= Task to carry out =
For the entries below, how many lines contain the word "there"? Reply with the number and nothing else.

[Stored data entries]
Issue #444, opened 2018-02-28
Help text rendered inside input-group instead of form-group


ehutzelman:
I believe this may be related to #434 

When using help text along with a prepend, the following structure is generated with the help text being rendered inside the input-group:
```html
<div class="form-group">
  <label>Label</label>
  <div class="input-group">
    <div class="input-group-prepend">
      <span class="input-group-text">$</span>
    </div>
    <input class="form-control" type="text" name="my_field">
    <small class="form-text text-muted">help text here...</small> <!-- Original location -->
  </div>
</div>
```
This is causing rending issues at some widths with the help text being rendered to the right of the input field instead of below it. When moving the help text outside of the input-group and inside the outer form-group, the issue seems to be fixed and the help text renders underneath the input field as expected:
```html
<div class="form-group">
  <label>Label</label>
  <div class="input-group">
    <div class="input-group-prepend">
      <span class="input-group-text">$</span>
    </div>
    <input class="form-control" type="text" name="my_field">
  </div>
  <small class="form-text text-muted">help text here...</small>  <!-- Moved here -->
</div>
```

lcreid:
Thanks for taking the time to report this. This is is a great bug report. 

In v2.7 of `bootstrap_form`, aka the Bootstrap 3 version, the help text was not rendered if there was a validation error. No one currently active on `bootstrap_form` knows why for sure, although https://github.com/bootstrap-ruby/bootstrap_form/issues/284#issuecomment-362791090 gives a plausible explanation.

Whatever the reason, the code for help and error messages is basically in one method. We've been trying to minimize code changes as much as practical for the Bootstrap 4 version, so we rendered help and errors inside `.input-group` with the same method. This means they come out in the same place. #417 noted that the validation errors need to be inside the `.input-group`. Your report confirms that the help text has to be outside the `.input-group`.  So something has to change. :-)

@ehutzelman would you like to take a shot at a PR for the `.input-group` case? If so, please comment here and/or assign the issue to yourself. If not, no worries. We like to encourage the community to contribute, but if you can't, we'll fix this sooner rather than later.

ehutzelman:
Thanks for the quick response @lcreid. I've overbooked myself for March, but I could possibly pick this up in April if it remains unresolved. If anyone gets to it before then, more power to them :)

lcreid:
[...]

PR #445, opened 2018-03-02
Issue #444 - Help text rendered in wrong place.

parkeryoung:
The help text and error message are no longer rendered in the same
place. The help text is now rendered in the `form-group` div instead
of in the `input-group` div. Before we could render the error and help
text together, however that has changed and they need to be separate.

With this separation we need to check in the `generate_help` method to
see if there are errors and if inline errors are being rendered; as we
don't want to render the help text then.

Note - 
At first it seemed a little strange that the help text is not being rendered in the event of an error. It does seem to make sense and look better if they aren't both rendered at the same time. I don't know if I'd want to render them both at the same time ever, but I'm curious of others might. They could make the failing validation message say the same thing that the help text said. This project looks like it could go option crazy if the maintainers aren't careful so it might be best to not have this. Just a thought I had while working on this.

### DIFF
--- a/lib/bootstrap_form/form_builder.rb
+++ b/lib/bootstrap_form/form_builder.rb
@@ -263,7 +263,11 @@ module BootstrapForm
           control = content_tag(:div, control, class: control_class)
         end
 
-        concat(label).concat(control)
+        help = options[:help]
+
+        help_text = generate_help(name, help).to_s
+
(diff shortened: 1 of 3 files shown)


mattbrictson:
This looks great, thanks! 🙇‍♂️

= Answer section =
2